PR #6508, opened 2026-07-10
fix(tools): stop rewriting the authored tool description at construction

joaomdmoura:
## Summary

Fixes [EPD-179](https://linear.app/crewai/issue/EPD-179/basetoolmodel-post-init-silently-overwrites-the-authored-tool): `BaseTool.model_post_init` silently replaced the authored `description` with the LLM-facing composite (`Tool Name: …\nTool Arguments: {…}\nTool Description: <authored>`). Undocumented and surprising: equality assertions on authored text break, and the extra schema tokens are invisible to token-careful authors. The framework itself already treated this as a liability — the native function-calling path *strips the prefix back out* (`agent_utils.py`).

## Fix

The authored `description` now survives construction as written; the composite is composed **on demand** where prompts are built:

- New shared helper `format_description_for_llm(name, args_schema, description)` in `structured_tool.py`, exposed as a `formatted_description` property on both `BaseTool` and `CrewStructuredTool`. Always fresh — it tracks later edits to `name`/`args_schema`/`description`.
- All prompt paths that relied on the baked-in composite now render through it: `render_text_description_and_args` (ReAct system prompt), `ToolUsage._render` (function-calling selector), and tool-usage error messages. **The text the LLM sees is byte-identical to before.**
- The helper is idempotent: it strips any pre-existing composite block before composing, so tools deserialized from checkpoints written by older versions — and adapters that still bake the composite into the field (e.g. the crewai-tools MCP adapter) — don't get double-wrapped.
- `BaseTool._generate_description()` remains as a documented no-op hook: `model_post_init` still calls it because subclasses override it (crewai-tools has ~25 `self._generate_description()` call sites following "mutate description, then refresh" — those calls are now harmless and their authored text is preserved too).

Side effects that are improvements: consumers that passed the raw `description` to places where the composite was redundant (native function-calling schemas, LangGraph/OpenAI-agents adapters, evaluation metrics listing, the knowledge-tools prompt block that used to render `Tool description:\nTool Name: …`) now naturally get the clean authored text.

Follow-up candidates (intentionally not in this PR): remove the vestigial `description_updated` field, and drop the crewai-tools MCP adapter's own `_generate_description` override so MCP tools' `description` field also stays authored.

## Testing

- The ticket's clean-room repro now prints `NOT REPRODUCED: description preserved as authored`, with the identical composite available at `formatted_description`.
- New `TestAuthoredDescriptionPreserved` regression class: authored text preserved, composite content/ordering, on-demand recomposition after edits, no double-wrap for pre-baked composites, and prompt rendering unchanged for both `BaseTool` and `CrewStructuredTool`.
- Updated the two tests that encoded the old rewrite behavior; `test_tool_usage_render` (asserts the composite in the rendered prompt) passes untouched.
- Green: `tests/tools/` (138), `tests/agents/test_agent.py` + `test_lite_agent.py` (126), tool-related `test_crew.py` (11), experimental tool-metrics tests (8), ruff, and mypy.

---

> [!NOTE]
> **Medium Risk**
> Changes how tool descriptions flow through agent prompts and native function-calling schemas; intended LLM text is unchanged but any code that assumed `description` contained the composite will see different values.
> 
> **Overview**
> **Tool `description` stays authored text**; the LLM prompt block (`Tool Name` / `Tool Arguments` / `Tool Description`) is built on demand via new `formatted_description` and `format_description_for_llm()` in `structured_tool.py`. `BaseTool._generate_description()` is now a documented no-op so subclasses/adapters that still override it do not break.
> 
> **Prompt and schema paths** that previously read the baked-in composite now use `formatted_description` (`render_text_description_and_args`, `ToolUsage._render`, tool error messages). **Native OpenAI tool schemas** use `strip_composite_description_prefix()` so checkpoints/adapters with pre-composed descriptions do not duplicate schema in the `description` field.
> 
> **Backward compatibility:** composing is idempotent for legacy three-line composite strings; prose that only mentions `Tool Description:` is not stripped. Tests updated plus `TestAuthoredDescriptionPreserved` for EPD-179.
> 
> <sup>Reviewed by [Cursor Bugbot](https://cursor.com/bugbot) for commit c48192fcd1754cfb9637b9acfde5101bc8d45f7f. Bugbot is set up for automated code reviews on this repo. Configure [here](https://www.cursor.com/dashboard/bugbot).</sup>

________________________________________

The full listing has to be duplicated exactly.

• SOLUTION TO THE EXERCISE:
PR #6508, opened 2026-07-10
fix(tools): stop rewriting the authored tool description at construction

joaomdmoura:
## Summary

Fixes [EPD-179](https://linear.app/crewai/issue/EPD-179/basetoolmodel-post-init-silently-overwrites-the-authored-tool): `BaseTool.model_post_init` silently replaced the authored `description` with the LLM-facing composite (`Tool Name: …\nTool Arguments: {…}\nTool Description: <authored>`). Undocumented and surprising: equality assertions on authored text break, and the extra schema tokens are invisible to token-careful authors. The framework itself already treated this as a liability — the native function-calling path *strips the prefix back out* (`agent_utils.py`).

## Fix

The authored `description` now survives construction as written; the composite is composed **on demand** where prompts are built:

- New shared helper `format_description_for_llm(name, args_schema, description)` in `structured_tool.py`, exposed as a `formatted_description` property on both `BaseTool` and `CrewStructuredTool`. Always fresh — it tracks later edits to `name`/`args_schema`/`description`.
- All prompt paths that relied on the baked-in composite now render through it: `render_text_description_and_args` (ReAct system prompt), `ToolUsage._render` (function-calling selector), and tool-usage error messages. **The text the LLM sees is byte-identical to before.**
- The helper is idempotent: it strips any pre-existing composite block before composing, so tools deserialized from checkpoints written by older versions — and adapters that still bake the composite into the field (e.g. the crewai-tools MCP adapter) — don't get double-wrapped.
- `BaseTool._generate_description()` remains as a documented no-op hook: `model_post_init` still calls it because subclasses override it (crewai-tools has ~25 `self._generate_description()` call sites following "mutate description, then refresh" — those calls are now harmless and their authored text is preserved too).

Side effects that are improvements: consumers that passed the raw `description` to places where the composite was redundant (native function-calling schemas, LangGraph/OpenAI-agents adapters, evaluation metrics listing, the knowledge-tools prompt block that used to render `Tool description:\nTool Name: …`) now naturally get the clean authored text.

Follow-up candidates (intentionally not in this PR): remove the vestigial `description_updated` field, and drop the crewai-tools MCP adapter's own `_generate_description` override so MCP tools' `description` field also stays authored.

## Testing

- The ticket's clean-room repro now prints `NOT REPRODUCED: description preserved as authored`, with the identical composite available at `formatted_description`.
- New `TestAuthoredDescriptionPreserved` regression class: authored text preserved, composite content/ordering, on-demand recomposition after edits, no double-wrap for pre-baked composites, and prompt rendering unchanged for both `BaseTool` and `CrewStructuredTool`.
- Updated the two tests that encoded the old rewrite behavior; `test_tool_usage_render` (asserts the composite in the rendered prompt) passes untouched.
- Green: `tests/tools/` (138), `tests/agents/test_agent.py` + `test_lite_agent.py` (126), tool-related `test_crew.py` (11), experimental tool-metrics tests (8), ruff, and mypy.

---

> [!NOTE]
> **Medium Risk**
> Changes how tool descriptions flow through agent prompts and native function-calling schemas; intended LLM text is unchanged but any code that assumed `description` contained the composite will see different values.
> 
> **Overview**
> **Tool `description` stays authored text**; the LLM prompt block (`Tool Name` / `Tool Arguments` / `Tool Description`) is built on demand via new `formatted_description` and `format_description_for_llm()` in `structured_tool.py`. `BaseTool._generate_description()` is now a documented no-op so subclasses/adapters that still override it do not break.
> 
> **Prompt and schema paths** that previously read the baked-in composite now use `formatted_description` (`render_text_description_and_args`, `ToolUsage._render`, tool error messages). **Native OpenAI tool schemas** use `strip_composite_description_prefix()` so checkpoints/adapters with pre-composed descriptions do not duplicate schema in the `description` field.
> 
> **Backward compatibility:** composing is idempotent for legacy three-line composite strings; prose that only mentions `Tool Description:` is not stripped. Tests updated plus `TestAuthoredDescriptionPreserved` for EPD-179.
> 
> <sup>Reviewed by [Cursor Bugbot](https://cursor.com/bugbot) for commit c48192fcd1754cfb9637b9acfde5101bc8d45f7f. Bugbot is set up for automated code reviews on this repo. Configure [here](https://www.cursor.com/dashboard/bugbot).</sup>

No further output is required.